[Recorded data]

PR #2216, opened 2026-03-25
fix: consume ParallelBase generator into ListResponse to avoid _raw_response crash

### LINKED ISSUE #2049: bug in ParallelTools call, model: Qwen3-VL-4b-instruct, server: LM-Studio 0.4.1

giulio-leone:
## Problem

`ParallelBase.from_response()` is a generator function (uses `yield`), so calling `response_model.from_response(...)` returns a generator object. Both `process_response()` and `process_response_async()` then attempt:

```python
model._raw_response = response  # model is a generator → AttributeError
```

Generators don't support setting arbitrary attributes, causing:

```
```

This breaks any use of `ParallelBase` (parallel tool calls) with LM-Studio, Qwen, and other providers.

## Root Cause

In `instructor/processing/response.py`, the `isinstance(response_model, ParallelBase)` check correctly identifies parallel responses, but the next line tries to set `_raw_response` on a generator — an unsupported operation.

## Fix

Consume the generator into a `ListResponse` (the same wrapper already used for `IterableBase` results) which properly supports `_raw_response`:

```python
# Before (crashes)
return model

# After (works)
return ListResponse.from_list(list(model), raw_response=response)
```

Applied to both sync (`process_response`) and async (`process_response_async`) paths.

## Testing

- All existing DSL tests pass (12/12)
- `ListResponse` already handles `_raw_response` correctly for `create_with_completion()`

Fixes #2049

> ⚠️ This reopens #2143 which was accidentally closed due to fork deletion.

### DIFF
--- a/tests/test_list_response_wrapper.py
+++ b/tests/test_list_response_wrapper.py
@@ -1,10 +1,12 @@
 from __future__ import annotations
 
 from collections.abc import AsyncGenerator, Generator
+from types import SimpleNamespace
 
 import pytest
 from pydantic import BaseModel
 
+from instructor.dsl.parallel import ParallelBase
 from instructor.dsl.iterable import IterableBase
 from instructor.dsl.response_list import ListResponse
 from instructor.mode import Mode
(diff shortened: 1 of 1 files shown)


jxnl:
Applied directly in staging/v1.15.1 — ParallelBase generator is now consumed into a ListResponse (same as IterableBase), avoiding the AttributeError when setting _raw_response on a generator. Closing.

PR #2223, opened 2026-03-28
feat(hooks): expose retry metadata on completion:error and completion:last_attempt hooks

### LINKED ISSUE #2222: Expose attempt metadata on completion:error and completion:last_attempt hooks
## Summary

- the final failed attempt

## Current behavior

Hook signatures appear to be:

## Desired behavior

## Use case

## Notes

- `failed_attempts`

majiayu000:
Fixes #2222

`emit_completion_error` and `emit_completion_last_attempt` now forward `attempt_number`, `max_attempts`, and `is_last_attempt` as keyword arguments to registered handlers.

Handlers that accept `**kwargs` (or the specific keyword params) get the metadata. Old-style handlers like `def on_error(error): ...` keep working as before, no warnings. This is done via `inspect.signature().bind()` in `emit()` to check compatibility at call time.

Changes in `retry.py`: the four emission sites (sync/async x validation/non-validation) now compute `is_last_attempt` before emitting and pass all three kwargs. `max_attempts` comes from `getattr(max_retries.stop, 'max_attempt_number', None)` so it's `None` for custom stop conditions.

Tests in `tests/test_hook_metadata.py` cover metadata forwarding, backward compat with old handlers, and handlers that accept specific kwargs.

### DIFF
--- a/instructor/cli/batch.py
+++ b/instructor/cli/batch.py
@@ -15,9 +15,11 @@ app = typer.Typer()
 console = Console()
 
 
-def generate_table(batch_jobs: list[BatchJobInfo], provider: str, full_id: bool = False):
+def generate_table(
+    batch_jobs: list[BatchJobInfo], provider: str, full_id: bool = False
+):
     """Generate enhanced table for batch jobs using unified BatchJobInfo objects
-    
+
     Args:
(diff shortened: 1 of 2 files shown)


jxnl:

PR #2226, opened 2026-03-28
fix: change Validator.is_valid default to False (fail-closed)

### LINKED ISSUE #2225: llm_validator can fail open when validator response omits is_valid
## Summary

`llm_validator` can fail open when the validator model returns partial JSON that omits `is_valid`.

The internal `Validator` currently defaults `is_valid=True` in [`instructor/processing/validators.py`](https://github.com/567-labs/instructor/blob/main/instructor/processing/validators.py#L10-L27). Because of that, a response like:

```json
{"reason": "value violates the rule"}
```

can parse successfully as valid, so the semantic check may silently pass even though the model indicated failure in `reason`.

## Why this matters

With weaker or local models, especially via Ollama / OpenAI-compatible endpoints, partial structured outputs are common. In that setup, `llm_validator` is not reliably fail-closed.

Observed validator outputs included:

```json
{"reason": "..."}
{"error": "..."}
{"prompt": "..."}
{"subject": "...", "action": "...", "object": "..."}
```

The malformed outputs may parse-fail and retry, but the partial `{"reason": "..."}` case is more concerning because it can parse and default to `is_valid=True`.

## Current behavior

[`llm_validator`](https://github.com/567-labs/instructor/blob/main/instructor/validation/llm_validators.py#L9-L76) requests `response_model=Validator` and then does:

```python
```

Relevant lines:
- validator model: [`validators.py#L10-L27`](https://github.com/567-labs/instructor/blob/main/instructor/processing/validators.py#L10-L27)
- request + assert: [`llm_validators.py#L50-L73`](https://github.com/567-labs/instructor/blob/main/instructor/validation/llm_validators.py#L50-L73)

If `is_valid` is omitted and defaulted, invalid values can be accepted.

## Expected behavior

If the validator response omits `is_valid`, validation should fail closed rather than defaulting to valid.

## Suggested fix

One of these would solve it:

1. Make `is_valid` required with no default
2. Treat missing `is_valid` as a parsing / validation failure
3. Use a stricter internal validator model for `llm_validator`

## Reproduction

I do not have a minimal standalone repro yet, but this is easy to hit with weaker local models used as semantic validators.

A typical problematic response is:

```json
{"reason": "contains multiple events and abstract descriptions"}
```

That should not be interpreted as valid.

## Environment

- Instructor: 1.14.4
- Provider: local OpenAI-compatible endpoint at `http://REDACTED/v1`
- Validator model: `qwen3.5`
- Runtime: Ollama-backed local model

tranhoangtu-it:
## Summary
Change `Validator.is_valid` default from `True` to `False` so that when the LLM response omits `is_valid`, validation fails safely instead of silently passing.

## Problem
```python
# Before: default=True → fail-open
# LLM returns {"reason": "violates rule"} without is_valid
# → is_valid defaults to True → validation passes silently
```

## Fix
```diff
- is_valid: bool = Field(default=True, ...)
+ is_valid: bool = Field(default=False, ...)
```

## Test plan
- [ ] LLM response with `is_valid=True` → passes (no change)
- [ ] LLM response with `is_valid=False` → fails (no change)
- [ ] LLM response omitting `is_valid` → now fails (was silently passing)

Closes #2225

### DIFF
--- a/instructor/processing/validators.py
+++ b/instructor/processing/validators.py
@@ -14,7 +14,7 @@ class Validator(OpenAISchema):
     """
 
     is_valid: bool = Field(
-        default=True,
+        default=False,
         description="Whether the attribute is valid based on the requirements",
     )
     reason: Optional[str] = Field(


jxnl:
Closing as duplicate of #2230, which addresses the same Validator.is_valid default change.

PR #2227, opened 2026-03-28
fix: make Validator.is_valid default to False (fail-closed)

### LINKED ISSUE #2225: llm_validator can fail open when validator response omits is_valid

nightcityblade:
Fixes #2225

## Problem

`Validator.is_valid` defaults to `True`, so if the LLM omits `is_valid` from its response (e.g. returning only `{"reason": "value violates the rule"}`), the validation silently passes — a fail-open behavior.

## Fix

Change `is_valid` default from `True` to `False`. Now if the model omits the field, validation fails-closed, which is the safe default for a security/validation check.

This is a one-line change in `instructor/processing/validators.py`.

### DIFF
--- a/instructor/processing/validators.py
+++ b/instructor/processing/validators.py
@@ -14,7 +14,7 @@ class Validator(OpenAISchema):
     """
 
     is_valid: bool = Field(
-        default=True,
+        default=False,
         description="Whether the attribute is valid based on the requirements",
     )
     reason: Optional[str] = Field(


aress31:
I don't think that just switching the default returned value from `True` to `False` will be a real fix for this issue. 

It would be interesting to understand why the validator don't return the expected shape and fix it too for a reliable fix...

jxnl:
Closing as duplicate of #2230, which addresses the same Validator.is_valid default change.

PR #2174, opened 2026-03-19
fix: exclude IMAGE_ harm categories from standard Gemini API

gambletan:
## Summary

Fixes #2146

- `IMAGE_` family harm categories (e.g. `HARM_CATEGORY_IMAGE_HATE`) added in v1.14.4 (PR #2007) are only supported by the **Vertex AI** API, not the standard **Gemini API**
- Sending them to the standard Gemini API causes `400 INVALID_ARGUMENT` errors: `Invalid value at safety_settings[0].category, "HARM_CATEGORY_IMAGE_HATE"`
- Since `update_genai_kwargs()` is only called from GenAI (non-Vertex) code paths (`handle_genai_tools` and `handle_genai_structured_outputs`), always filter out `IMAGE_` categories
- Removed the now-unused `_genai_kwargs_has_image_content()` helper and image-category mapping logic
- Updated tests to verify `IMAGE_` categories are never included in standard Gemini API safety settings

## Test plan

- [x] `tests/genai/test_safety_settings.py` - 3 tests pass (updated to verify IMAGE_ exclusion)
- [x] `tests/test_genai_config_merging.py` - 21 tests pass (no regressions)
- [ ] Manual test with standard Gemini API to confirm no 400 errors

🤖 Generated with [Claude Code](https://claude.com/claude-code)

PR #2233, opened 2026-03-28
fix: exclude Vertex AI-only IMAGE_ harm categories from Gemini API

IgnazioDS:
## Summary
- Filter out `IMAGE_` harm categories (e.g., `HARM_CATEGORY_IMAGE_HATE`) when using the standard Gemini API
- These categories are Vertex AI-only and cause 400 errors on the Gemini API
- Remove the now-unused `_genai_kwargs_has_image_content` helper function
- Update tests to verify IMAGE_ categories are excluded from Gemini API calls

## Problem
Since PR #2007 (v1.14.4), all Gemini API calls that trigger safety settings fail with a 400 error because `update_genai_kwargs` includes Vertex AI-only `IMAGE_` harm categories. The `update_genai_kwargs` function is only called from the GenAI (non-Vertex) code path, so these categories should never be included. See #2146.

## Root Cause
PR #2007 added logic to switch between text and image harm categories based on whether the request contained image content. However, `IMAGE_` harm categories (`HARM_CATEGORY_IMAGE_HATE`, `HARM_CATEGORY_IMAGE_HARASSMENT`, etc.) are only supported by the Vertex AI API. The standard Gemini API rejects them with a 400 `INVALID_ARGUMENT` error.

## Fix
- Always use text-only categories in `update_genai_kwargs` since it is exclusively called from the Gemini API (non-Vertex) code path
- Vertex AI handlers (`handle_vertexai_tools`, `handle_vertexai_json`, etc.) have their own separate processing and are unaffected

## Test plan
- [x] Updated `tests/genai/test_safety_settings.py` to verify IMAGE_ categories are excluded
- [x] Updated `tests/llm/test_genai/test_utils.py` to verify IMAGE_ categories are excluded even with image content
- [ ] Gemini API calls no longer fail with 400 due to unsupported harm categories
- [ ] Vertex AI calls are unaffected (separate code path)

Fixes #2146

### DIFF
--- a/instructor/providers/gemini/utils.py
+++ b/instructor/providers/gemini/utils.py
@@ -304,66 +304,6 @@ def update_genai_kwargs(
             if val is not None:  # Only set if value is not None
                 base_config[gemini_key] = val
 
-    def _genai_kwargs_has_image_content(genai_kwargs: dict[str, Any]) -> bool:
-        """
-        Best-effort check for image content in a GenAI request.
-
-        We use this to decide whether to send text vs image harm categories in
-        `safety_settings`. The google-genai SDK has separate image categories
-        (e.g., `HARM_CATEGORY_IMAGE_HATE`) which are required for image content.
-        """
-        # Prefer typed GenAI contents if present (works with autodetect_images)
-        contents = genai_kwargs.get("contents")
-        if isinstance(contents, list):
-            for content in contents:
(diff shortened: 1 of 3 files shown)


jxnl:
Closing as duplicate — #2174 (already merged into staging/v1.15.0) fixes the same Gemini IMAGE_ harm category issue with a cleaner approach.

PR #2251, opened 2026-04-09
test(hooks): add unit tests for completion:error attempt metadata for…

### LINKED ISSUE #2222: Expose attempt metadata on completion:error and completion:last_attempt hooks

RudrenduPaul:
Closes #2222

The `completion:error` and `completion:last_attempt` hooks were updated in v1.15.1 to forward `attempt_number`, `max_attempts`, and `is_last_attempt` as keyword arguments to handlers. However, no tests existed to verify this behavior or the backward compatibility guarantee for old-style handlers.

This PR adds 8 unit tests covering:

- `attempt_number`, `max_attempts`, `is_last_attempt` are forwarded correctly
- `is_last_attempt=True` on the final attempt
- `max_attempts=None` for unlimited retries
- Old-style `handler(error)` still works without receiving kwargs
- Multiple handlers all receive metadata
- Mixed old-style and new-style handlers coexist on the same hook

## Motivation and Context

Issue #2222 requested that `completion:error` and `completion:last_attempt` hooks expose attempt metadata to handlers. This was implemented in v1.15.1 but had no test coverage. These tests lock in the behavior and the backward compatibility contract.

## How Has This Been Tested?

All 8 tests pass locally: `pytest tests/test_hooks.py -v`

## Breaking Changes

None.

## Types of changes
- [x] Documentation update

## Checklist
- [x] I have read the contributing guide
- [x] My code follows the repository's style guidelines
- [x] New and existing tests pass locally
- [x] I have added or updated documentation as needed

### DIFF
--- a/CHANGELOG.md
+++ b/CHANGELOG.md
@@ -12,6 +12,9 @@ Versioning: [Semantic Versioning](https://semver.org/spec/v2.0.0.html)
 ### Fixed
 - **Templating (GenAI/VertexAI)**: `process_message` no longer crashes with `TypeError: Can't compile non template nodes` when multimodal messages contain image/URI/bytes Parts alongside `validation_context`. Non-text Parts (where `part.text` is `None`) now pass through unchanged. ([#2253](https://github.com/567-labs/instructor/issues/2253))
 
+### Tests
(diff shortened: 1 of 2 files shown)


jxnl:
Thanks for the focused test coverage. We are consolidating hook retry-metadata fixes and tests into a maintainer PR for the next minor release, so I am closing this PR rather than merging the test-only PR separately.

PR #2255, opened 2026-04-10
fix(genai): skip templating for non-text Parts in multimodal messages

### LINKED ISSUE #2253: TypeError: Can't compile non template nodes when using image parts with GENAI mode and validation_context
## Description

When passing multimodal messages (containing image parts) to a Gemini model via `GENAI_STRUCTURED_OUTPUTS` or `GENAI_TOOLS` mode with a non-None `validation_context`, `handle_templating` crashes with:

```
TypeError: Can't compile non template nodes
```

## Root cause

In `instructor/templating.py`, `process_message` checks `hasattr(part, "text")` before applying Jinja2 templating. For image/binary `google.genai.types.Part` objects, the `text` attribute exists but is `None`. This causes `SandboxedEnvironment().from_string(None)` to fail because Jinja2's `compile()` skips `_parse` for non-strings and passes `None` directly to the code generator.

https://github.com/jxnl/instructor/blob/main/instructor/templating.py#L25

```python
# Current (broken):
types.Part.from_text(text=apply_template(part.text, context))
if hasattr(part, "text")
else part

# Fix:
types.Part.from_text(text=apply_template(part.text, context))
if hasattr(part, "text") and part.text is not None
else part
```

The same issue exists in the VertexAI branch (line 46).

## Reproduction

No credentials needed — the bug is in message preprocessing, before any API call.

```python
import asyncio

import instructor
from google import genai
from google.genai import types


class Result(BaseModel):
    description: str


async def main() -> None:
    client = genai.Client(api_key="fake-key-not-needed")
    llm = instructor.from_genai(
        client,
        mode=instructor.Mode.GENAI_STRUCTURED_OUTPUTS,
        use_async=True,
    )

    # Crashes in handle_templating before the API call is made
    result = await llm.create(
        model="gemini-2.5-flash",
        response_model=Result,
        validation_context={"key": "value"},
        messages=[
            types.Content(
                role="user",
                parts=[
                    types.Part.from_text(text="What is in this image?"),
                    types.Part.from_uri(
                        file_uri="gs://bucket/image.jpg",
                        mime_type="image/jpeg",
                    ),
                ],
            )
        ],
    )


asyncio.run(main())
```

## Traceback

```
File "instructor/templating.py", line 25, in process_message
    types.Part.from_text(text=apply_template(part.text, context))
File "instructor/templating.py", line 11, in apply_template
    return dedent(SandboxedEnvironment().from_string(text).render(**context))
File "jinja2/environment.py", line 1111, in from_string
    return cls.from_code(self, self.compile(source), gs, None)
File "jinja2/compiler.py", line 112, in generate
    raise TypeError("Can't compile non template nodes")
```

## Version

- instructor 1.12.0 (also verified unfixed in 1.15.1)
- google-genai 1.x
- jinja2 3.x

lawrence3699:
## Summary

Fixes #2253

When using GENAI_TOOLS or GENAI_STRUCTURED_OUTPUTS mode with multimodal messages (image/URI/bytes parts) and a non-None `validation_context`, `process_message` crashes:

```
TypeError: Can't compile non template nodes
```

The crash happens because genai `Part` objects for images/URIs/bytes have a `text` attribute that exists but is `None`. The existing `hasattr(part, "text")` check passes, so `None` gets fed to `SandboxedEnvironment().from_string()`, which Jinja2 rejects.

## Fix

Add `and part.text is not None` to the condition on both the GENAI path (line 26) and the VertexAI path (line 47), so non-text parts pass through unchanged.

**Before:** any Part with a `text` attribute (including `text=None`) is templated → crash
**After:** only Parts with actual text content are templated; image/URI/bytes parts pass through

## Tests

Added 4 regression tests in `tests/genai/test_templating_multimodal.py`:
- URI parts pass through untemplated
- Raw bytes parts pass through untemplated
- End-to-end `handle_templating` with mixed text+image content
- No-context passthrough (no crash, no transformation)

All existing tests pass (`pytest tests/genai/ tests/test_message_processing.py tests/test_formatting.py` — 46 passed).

Task prompt:
Search the entries for the word "same", then list each line that holds it.

Answer for this exercise:
Consume the generator into a `ListResponse` (the same wrapper already used for `IterableBase` results) which properly supports `_raw_response`:
Applied directly in staging/v1.15.1 — ParallelBase generator is now consumed into a ListResponse (same as IterableBase), avoiding the AttributeError when setting _raw_response on a generator. Closing.
Closing as duplicate of #2230, which addresses the same Validator.is_valid default change.
Closing as duplicate of #2230, which addresses the same Validator.is_valid default change.
Closing as duplicate — #2174 (already merged into staging/v1.15.0) fixes the same Gemini IMAGE_ harm category issue with a cleaner approach.
- Mixed old-style and new-style handlers coexist on the same hook
The same issue exists in the VertexAI branch (line 46).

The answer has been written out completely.